*PROBLEM STATEMENT*.
Count how many lines of the data include the string "files", then say that number and stop.

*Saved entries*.
————————

Issue #13998, opened 2023-12-13
bug: fix drop_table_by_id when TableIdToName cannot found


lichuang:
### Search before asking

- [X] I had searched in the [issues](https://github.com/datafuselabs/databend/issues) and found no similar issues.

### Version

current

### What's Wrong?

`drop_table_by_id` when TableIdToName cannot found will return fail

### Are you willing to submit PR?

- [ ] Yes I am willing to submit a PR!

PR #14002, opened 2023-12-13
chore: fix drop_table_by_id fail when TableIdToName cannot found

lichuang:

## Summary

chore: fix drop_table_by_id fail when TableIdToName cannot found

- Closes https://github.com/datafuselabs/databend/issues/13998

## Tests
- [x] Unit Test
- [ ] Logic Test
- [ ] Benchmark Test

- - -
This change is [Reviewable](https://reviewable.io/reviews/datafuselabs/databend/14002)

### DIFF
--- a/src/binaries/metabench/main.rs
+++ b/src/binaries/metabench/main.rs
@@ -235,7 +235,11 @@ async fn benchmark_table(client: &Arc<ClientHandle>, prefix: u64, client_num: u6
     let res = client
         .drop_table_by_id(DropTableByIdReq {
             if_exists: false,
-            tenant: tenant(),
+            name_ident: TableNameIdent {
+                tenant: tenant(),
+                db_name: db_name(),
+                table_name: table_name(),
+            },
             tb_id: t.ident.table_id,
         })
         .await;
--- a/src/binaries/metabench/main.rs
+++ b/src/binaries/metabench/main.rs
@@ -235,11 +235,9 @@ async fn benchmark_table(client: &Arc<ClientHandle>, prefix: u64, client_num: u6
     let res = client
         .drop_table_by_id(DropTableByIdReq {
             if_exists: false,
-            name_ident: TableNameIdent {
-                tenant: tenant(),
-                db_name: db_name(),
-                table_name: table_name(),
-            },
+            tenant: tenant(),
+            db_id: db_name(),
+            table_name: table_name(),
             tb_id: t.ident.table_id,
         })
         .await;
--- a/src/binaries/metabench/main.rs
+++ b/src/binaries/metabench/main.rs
@@ -203,6 +203,10 @@ async fn benchmark_table(client: &Arc<ClientHandle>, prefix: u64, client_num: u6
         .await;
 
     print_res(i, "create_db", &res);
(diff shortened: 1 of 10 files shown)


src/query/ee/src/stream/handler.rs
```diff
@@ -176,7 +176,11 @@ impl StreamHandler for RealStreamHandler {
             catalog
                 .drop_table_by_id(DropTableByIdReq {
                     if_exists: plan.if_exists,
-                    tenant,
+                    name_ident: TableNameIdent {
+                        tenant: tenant.clone(),
+                        db_name: plan.database.clone(),
+                        table_name: stream_name.clone(),
+                    },
                     tb_id: table.get_id(),
```
drmingdrmer, line 184: What about passing in a `database_id: DatabaseId`?
Because what is actually required is a `database_id` by `drop_table_by_id`.

In order to decouple logic, 
I would always suggest moving logic(get db_meta) to a higher level(from `SchemaApi::drop_table_by_id()` to this this method `do_drop_stream()`.

drmingdrmer: Another concern is that using `xxxName` internally still has a consistency issue, because `database-name` can be renamed by another transaction.

src/binaries/metabench/main.rs
```diff
@@ -235,11 +235,9 @@ async fn benchmark_table(client: &Arc<ClientHandle>, prefix: u64, client_num: u6
     let res = client
         .drop_table_by_id(DropTableByIdReq {
             if_exists: false,
-            name_ident: TableNameIdent {
-                tenant: tenant(),
-                db_name: db_name(),
-                table_name: table_name(),
-            },
+            tenant: tenant(),
+            db_id: db_name(),
```
drmingdrmer, line 239: `db_name()` returns an ID? 🤔

drmingdrmer (commented):
> Reviewed 2 of 10 files at r2, 1 of 1 files at r3, all commit messages.
> *[Reviewable](https://reviewable.io/reviews/datafuselabs/databend/14002)* status: 3 of 10 files reviewed, 3 unresolved discussions (waiting on @lichuang)

___
*[`src/meta/api/src/schema_api_impl.rs` line 2362 at r3](https://reviewable.io/reviews/datafuselabs/databend/14002#-NlatFR405-ttS_6Qeyp:-NlatFR405-ttS_6Qeyq:b-76iuna) ([raw file](https://github.com/datafuselabs/databend/blob/675355d0451315e9b79d3e3cf8a4b304f00a835d/src/meta/api/src/schema_api_impl.rs#L2362)):*
> ```XML
> 
>             let db_id = dbid_tbname.db_id;
>             let tbname = dbid_tbname.table_name.clone();
> ```

It looks like `tbname` is only used for building an error.  Therefore there is no need to pass in a `table_name` in `req`. And in this scenario, the error could be `UnknownTableId` instead of an `UnknownTable`. Because when the table can not be found by `(db_id, table_name)`, the only possible reason is that the table is remove by other transaction.

This way we do not need to be bother using `table_name` in `req`.

What say you?

drmingdrmer (approved):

————————

*PROBLEM SOLUTION*.
3